[RECORDS PROVIDED — start]

PR #3397, opened 2020-06-30
ENCD-5373 fix mouse development matrix

emro:
There is new mouse development data and that data has some keys which contain the string "embryo" repeated. In order to determine the correct matrix labels, I parse strings based on "embryo", which does not work as written for this new data. The data will be updated eventually but this is a quick fix in the meantime.

### DIFF
--- a/src/encoded/static/components/matrix_mouse_development.js
+++ b/src/encoded/static/components/matrix_mouse_development.js
@@ -64,6 +64,13 @@ const mouseMatrixColors = {
 };
 
 /**
+ * Parse string (longString) on potentially repeated substring (splitString)
+ */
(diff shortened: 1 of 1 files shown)


forresttanaka (dismissed):
Wow; I never would have expected “embryo embryo.”

emro:
It turned out this needed the string parsing change in a number of other places as well. I think I caught them all. Also there was one small change to use `screen.width` instead of `window.innerWidth` because for some reason `window.innerWidth` wasn't getting the right value and the legend wasn't displaying properly on my phone.

forresttanaka (dismissed):

forresttanaka (approved):

PR #3399, opened 2020-06-30
SNO-158-create-minimally-indexed-deploy

keenangraham:


paul-sud (dismissed):
Looks fine. I do wonder if there is a use case for non-demos with small DBs, in which case the deploy code here would need work, but I don't think it's a big deal.

PR #1, opened 2018-10-01
analyzer and example

alejoe91:
let's review code here. We can comment!


colehurwitz31:
Hello! A couple of things I noticed about the Analyzer class:

- inputExtractor --> getInputExtractor
- outputExtractor --> getOutputExtractor
- I think we should have gets for all the internal variable lists.
- I think all functions should return the thing it is computing maybe.. Like compute PCA returns pca components. Not sure about this one.

-unit_id as variable name --> should be unit_ids. I also think unit_ids should be a list only and not both. 
- Why do you have two return statements here:
https://github.com/alejoe91/spiketoolkit/blob/alessio/spiketoolkit/Analyzer.py#L192
I don't think I understand this part.

-cutout_start and cutout_end better than cutout list (or use tuple instead of list to store cutouts).
-- stop_frame -- > end_frame (to be the same as spikeinterface)
-- I would be a bit more verbose in some variable names like: i_w, fs, wf, etc. It makes easier for other people to look at the code later.

-- Having waveforms, waveform_list and self._waveforms might be a little confusing. Is there a need for all those different variables names.

-I think we should all agree on documentation so that the format of our documentation is the same across repos. 

-Looks good otherwise! The code is pretty readable which is nice!

alejoe91:
Hi Cole! Thanks for the comments.

- inputExtractor --> getInputExtractor --> OK
- I think we should have gets for all the internal variable lists. --> I would implement them as properties 
(not done it yet)
- I agree (PCA is not finished!)

- we can have unit_ids, but I think we should allow to have either an int, a list or None (to return and compute all) --> more flexile this way
- In case a single unit_ids is given, the function return an int (single element), otherwise it returns the list.

- cutout_start and cutout_end better than cutout list (or use tuple instead of list to store cutouts). --> mmm maybe cutout_start and cutout_end is better

- stop_frame -- > end_frame (to be the same as spikeinterface) --> OK
- I would be a bit more verbose in some variable names like: i_w, fs, wf, etc. It makes easier for other people to look at the code later. max_chan --> max_channel. --> OK

- Imports should be at the top of the file --> I placed sklearn import in the PCA functionas it's an heavy package. but if we need only PCA I can move it on top

- Having waveforms, waveform_list and self._waveforms might be a little confusing. Is there a need for all those different variables names. --> waveforms is the local variable to be returned and appended to waveform_list when multiple ids are provided. self._waveforms caches the computed waveforms so that they are not recomputed. I think we may need all 3

colehurwitz31:
Cool! I am glad we agree on that stuff :)

For the unit_ids, I think it should be a list in the documentation and people should try to use lists, but maybe we should check for an int and let the user get away with it? I don't really thing the input variable should be two types, but we can be flexible for the user. 

I think I understand the double return statements now. Although, I think it might still make sense to return a list with one element rather than that one element so that all the scripts are consistent when using our function. Not sure though, maybe Jeremy has an opinion about this.

PR #30, opened 2018-12-06
fix path error

espenhgn:


alejoe91:
Hi @espenhgn 

- regarding npy-matlab the new version has another folder `npy-matlab` so the check is correct.

- for the call this is exactly how it's done: https://github.com/SpikeInterface/spiketoolkit/blob/dev/spiketoolkit/sorters/tools.py#L61-L66

shlex.split splits the command, but not the text betwee `"`, which are the matlab commands. I tested both on linux. The `-wait` argument does not work on linux, so I'll make a check there and add the wait on mac and windows, but not on linux.

alejoe91:
The `-wait` is only needed for windows. So maybe the problem is in the `"`. It's probably a good idea to pass the split path, but I'll make a function in the tools.

PR #44, opened 2019-02-14
Sorter with classes

samuelgarcia:
This PR is the port towards classes approach.

This very first comit is the proof of concept of class approach + one axample with **klusta** only.

@colehurwitz31 @alejoe91 @magland @mhhennig : could you have a look  at least for the API.

I write a SorterBsae with virtual methods and try to implement it on klusta.

**pararlel** and **by_property** is not done at the moment. So it is not too difficult to read.

This is totally untested, just a proof of concept for the API.

Could you give me some feedback ? At least next Wednesday on meeting.

I will next:
  *  make the same for tridesclous and
  * make sorterlist.py that deal with sorter list (unstalled or not installed
  * make several ngine to run sorters in paralelle with thread + multiprocessing in base class.

best

Samuel


alejoe91:
I was able to look at the entire files and I really like the organization :)

I can help in porting the spikeSortByProperty stuff. Let's port the other spike sorters in the next days.

samuelgarcia:
If you like the main idea I can port other sorters very soon.

spiketoolkit/sorters/basesorter.py
```diff
@@ -0,0 +1,116 @@
...
+
+"""
+
+import time
+import copy
+from pathlib import Path
+
+class BaseSorter:
+    
+    sortername = '' # convinience for reporting
```
colehurwitz31: sortername --> sorter_name

colehurwitz31: Just want to be consistent with variable names (this is small)

spiketoolkit/sorters/basesorter.py
```diff
@@ -0,0 +1,116 @@
...
+        assert self.installed, """This sorter {} is not installed.
+        Please install it with:  \n{} """.format(self.sortername, self.installation_mesg)
+        
+        if output_folder is None:
+            output_folder = sorter_name
+        
+        self.output_folder = Path(sorter_name)
+        self.recording = recording
+        self.debug = debug
+        self.by_property = by_property
```
colehurwitz31: by_property --> sorting_property

spiketoolkit/sorters/basesorter.py
```diff
@@ -0,0 +1,116 @@
...
+        self.parallel = parallel
```
colehurwitz31: parallel --> is_parallel?

spiketoolkit/sorters/basesorter.py
```diff
@@ -0,0 +1,116 @@
...
+        
+    def _setup_recording(self):
+        # need subclass
+        raise(NotImplemenetdError)
+
+    def _run(self):
+        # need subclass
+        raise(NotImplemenetdError)
+    
+    def get_result(self):
```
colehurwitz31: get_result should check to see if output file exists or if the spike sorter has been run

spiketoolkit/sorters/basesorter.py
```diff
@@ -0,0 +1,116 @@
...
+        sorting = self.SortingExtractor_Class(self.output_folder)
+        return
+    
+    
+    # new idea
+    def get_params_for_particular_recording(self, rec_name):
```
colehurwitz31: What is this for?

spiketoolkit/sorters/basesorter.py
```diff
@@ -0,0 +1,116 @@
...
+       """
+       this is speculative an nee to be discussed
+       """
+       return {}
+
+
+# generic laucnher via function approach
+def run_sorter_engine(SorterClass, recording, output_folder=None,
```
colehurwitz31: This looks good, but I would call it:

run_sorter_engine --> run_sorter

spiketoolkit/sorters/klusta/klusta.py
```diff
@@ -38,127 +28,113 @@ def klusta(
...
+    def __init__(self, recording=None, output_folder=None,
+                                    by_property=None, parallel=False):
+        BaseSorter.__init__(self, recording=recording, output_folder=output_folder,
+                                    by_property=by_property, parallel=parallel)
+
+    def set_params(self, **params):
+        self.params = params
+        
+    
+    def _setup_recording(self):
```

[RECORDS PROVIDED — finish]

> **WORK TO COMPLETE**:
Your task is to retype the records above exactly.

> **RESPONSE BELOW**:
PR #3397, opened 2020-06-30
ENCD-5373 fix mouse development matrix

emro:
There is new mouse development data and that data has some keys which contain the string "embryo" repeated. In order to determine the correct matrix labels, I parse strings based on "embryo", which does not work as written for this new data. The data will be updated eventually but this is a quick fix in the meantime.

### DIFF
--- a/src/encoded/static/components/matrix_mouse_development.js
+++ b/src/encoded/static/components/matrix_mouse_development.js
@@ -64,6 +64,13 @@ const mouseMatrixColors = {
 };
 
 /**
+ * Parse string (longString) on potentially repeated substring (splitString)
+ */
(diff shortened: 1 of 1 files shown)


forresttanaka (dismissed):
Wow; I never would have expected “embryo embryo.”

emro:
It turned out this needed the string parsing change in a number of other places as well. I think I caught them all. Also there was one small change to use `screen.width` instead of `window.innerWidth` because for some reason `window.innerWidth` wasn't getting the right value and the legend wasn't displaying properly on my phone.

forresttanaka (dismissed):

forresttanaka (approved):

PR #3399, opened 2020-06-30
SNO-158-create-minimally-indexed-deploy

keenangraham:


paul-sud (dismissed):
Looks fine. I do wonder if there is a use case for non-demos with small DBs, in which case the deploy code here would need work, but I don't think it's a big deal.

PR #1, opened 2018-10-01
analyzer and example

alejoe91:
let's review code here. We can comment!


colehurwitz31:
Hello! A couple of things I noticed about the Analyzer class:

- inputExtractor --> getInputExtractor
- outputExtractor --> getOutputExtractor
- I think we should have gets for all the internal variable lists.
- I think all functions should return the thing it is computing maybe.. Like compute PCA returns pca components. Not sure about this one.

-unit_id as variable name --> should be unit_ids. I also think unit_ids should be a list only and not both. 
- Why do you have two return statements here:
https://github.com/alejoe91/spiketoolkit/blob/alessio/spiketoolkit/Analyzer.py#L192
I don't think I understand this part.

-cutout_start and cutout_end better than cutout list (or use tuple instead of list to store cutouts).
-- stop_frame -- > end_frame (to be the same as spikeinterface)
-- I would be a bit more verbose in some variable names like: i_w, fs, wf, etc. It makes easier for other people to look at the code later.

-- Having waveforms, waveform_list and self._waveforms might be a little confusing. Is there a need for all those different variables names.

-I think we should all agree on documentation so that the format of our documentation is the same across repos. 

-Looks good otherwise! The code is pretty readable which is nice!

alejoe91:
Hi Cole! Thanks for the comments.

- inputExtractor --> getInputExtractor --> OK
- I think we should have gets for all the internal variable lists. --> I would implement them as properties 
(not done it yet)
- I agree (PCA is not finished!)

- we can have unit_ids, but I think we should allow to have either an int, a list or None (to return and compute all) --> more flexile this way
- In case a single unit_ids is given, the function return an int (single element), otherwise it returns the list.

- cutout_start and cutout_end better than cutout list (or use tuple instead of list to store cutouts). --> mmm maybe cutout_start and cutout_end is better

- stop_frame -- > end_frame (to be the same as spikeinterface) --> OK
- I would be a bit more verbose in some variable names like: i_w, fs, wf, etc. It makes easier for other people to look at the code later. max_chan --> max_channel. --> OK

- Imports should be at the top of the file --> I placed sklearn import in the PCA functionas it's an heavy package. but if we need only PCA I can move it on top

- Having waveforms, waveform_list and self._waveforms might be a little confusing. Is there a need for all those different variables names. --> waveforms is the local variable to be returned and appended to waveform_list when multiple ids are provided. self._waveforms caches the computed waveforms so that they are not recomputed. I think we may need all 3

colehurwitz31:
Cool! I am glad we agree on that stuff :)

For the unit_ids, I think it should be a list in the documentation and people should try to use lists, but maybe we should check for an int and let the user get away with it? I don't really thing the input variable should be two types, but we can be flexible for the user. 

I think I understand the double return statements now. Although, I think it might still make sense to return a list with one element rather than that one element so that all the scripts are consistent when using our function. Not sure though, maybe Jeremy has an opinion about this.

PR #30, opened 2018-12-06
fix path error

espenhgn:


alejoe91:
Hi @espenhgn 

- regarding npy-matlab the new version has another folder `npy-matlab` so the check is correct.

- for the call this is exactly how it's done: https://github.com/SpikeInterface/spiketoolkit/blob/dev/spiketoolkit/sorters/tools.py#L61-L66

shlex.split splits the command, but not the text betwee `"`, which are the matlab commands. I tested both on linux. The `-wait` argument does not work on linux, so I'll make a check there and add the wait on mac and windows, but not on linux.

alejoe91:
The `-wait` is only needed for windows. So maybe the problem is in the `"`. It's probably a good idea to pass the split path, but I'll make a function in the tools.

PR #44, opened 2019-02-14
Sorter with classes

samuelgarcia:
This PR is the port towards classes approach.

This very first comit is the proof of concept of class approach + one axample with **klusta** only.

@colehurwitz31 @alejoe91 @magland @mhhennig : could you have a look  at least for the API.

I write a SorterBsae with virtual methods and try to implement it on klusta.

**pararlel** and **by_property** is not done at the moment. So it is not too difficult to read.

This is totally untested, just a proof of concept for the API.

Could you give me some feedback ? At least next Wednesday on meeting.

I will next:
  *  make the same for tridesclous and
  * make sorterlist.py that deal with sorter list (unstalled or not installed
  * make several ngine to run sorters in paralelle with thread + multiprocessing in base class.

best

Samuel


alejoe91:
I was able to look at the entire files and I really like the organization :)

I can help in porting the spikeSortByProperty stuff. Let's port the other spike sorters in the next days.

samuelgarcia:
If you like the main idea I can port other sorters very soon.

spiketoolkit/sorters/basesorter.py
```diff
@@ -0,0 +1,116 @@
...
+
+"""
+
+import time
+import copy
+from pathlib import Path
+
+class BaseSorter:
+    
+    sortername = '' # convinience for reporting
```
colehurwitz31: sortername --> sorter_name

colehurwitz31: Just want to be consistent with variable names (this is small)

spiketoolkit/sorters/basesorter.py
```diff
@@ -0,0 +1,116 @@
...
+        assert self.installed, """This sorter {} is not installed.
+        Please install it with:  \n{} """.format(self.sortername, self.installation_mesg)
+        
+        if output_folder is None:
+            output_folder = sorter_name
+        
+        self.output_folder = Path(sorter_name)
+        self.recording = recording
+        self.debug = debug
+        self.by_property = by_property
```
colehurwitz31: by_property --> sorting_property

spiketoolkit/sorters/basesorter.py
```diff
@@ -0,0 +1,116 @@
...
+        self.parallel = parallel
```
colehurwitz31: parallel --> is_parallel?

spiketoolkit/sorters/basesorter.py
```diff
@@ -0,0 +1,116 @@
...
+        
+    def _setup_recording(self):
+        # need subclass
+        raise(NotImplemenetdError)
+
+    def _run(self):
+        # need subclass
+        raise(NotImplemenetdError)
+    
+    def get_result(self):
```
colehurwitz31: get_result should check to see if output file exists or if the spike sorter has been run

spiketoolkit/sorters/basesorter.py
```diff
@@ -0,0 +1,116 @@
...
+        sorting = self.SortingExtractor_Class(self.output_folder)
+        return
+    
+    
+    # new idea
+    def get_params_for_particular_recording(self, rec_name):
```
colehurwitz31: What is this for?

spiketoolkit/sorters/basesorter.py
```diff
@@ -0,0 +1,116 @@
...
+       """
+       this is speculative an nee to be discussed
+       """
+       return {}
+
+
+# generic laucnher via function approach
+def run_sorter_engine(SorterClass, recording, output_folder=None,
```
colehurwitz31: This looks good, but I would call it:

run_sorter_engine --> run_sorter

spiketoolkit/sorters/klusta/klusta.py
```diff
@@ -38,127 +28,113 @@ def klusta(
...
+    def __init__(self, recording=None, output_folder=None,
+                                    by_property=None, parallel=False):
+        BaseSorter.__init__(self, recording=recording, output_folder=output_folder,
+                                    by_property=by_property, parallel=parallel)
+
+    def set_params(self, **params):
+        self.params = params
+        
+    
+    def _setup_recording(self):
```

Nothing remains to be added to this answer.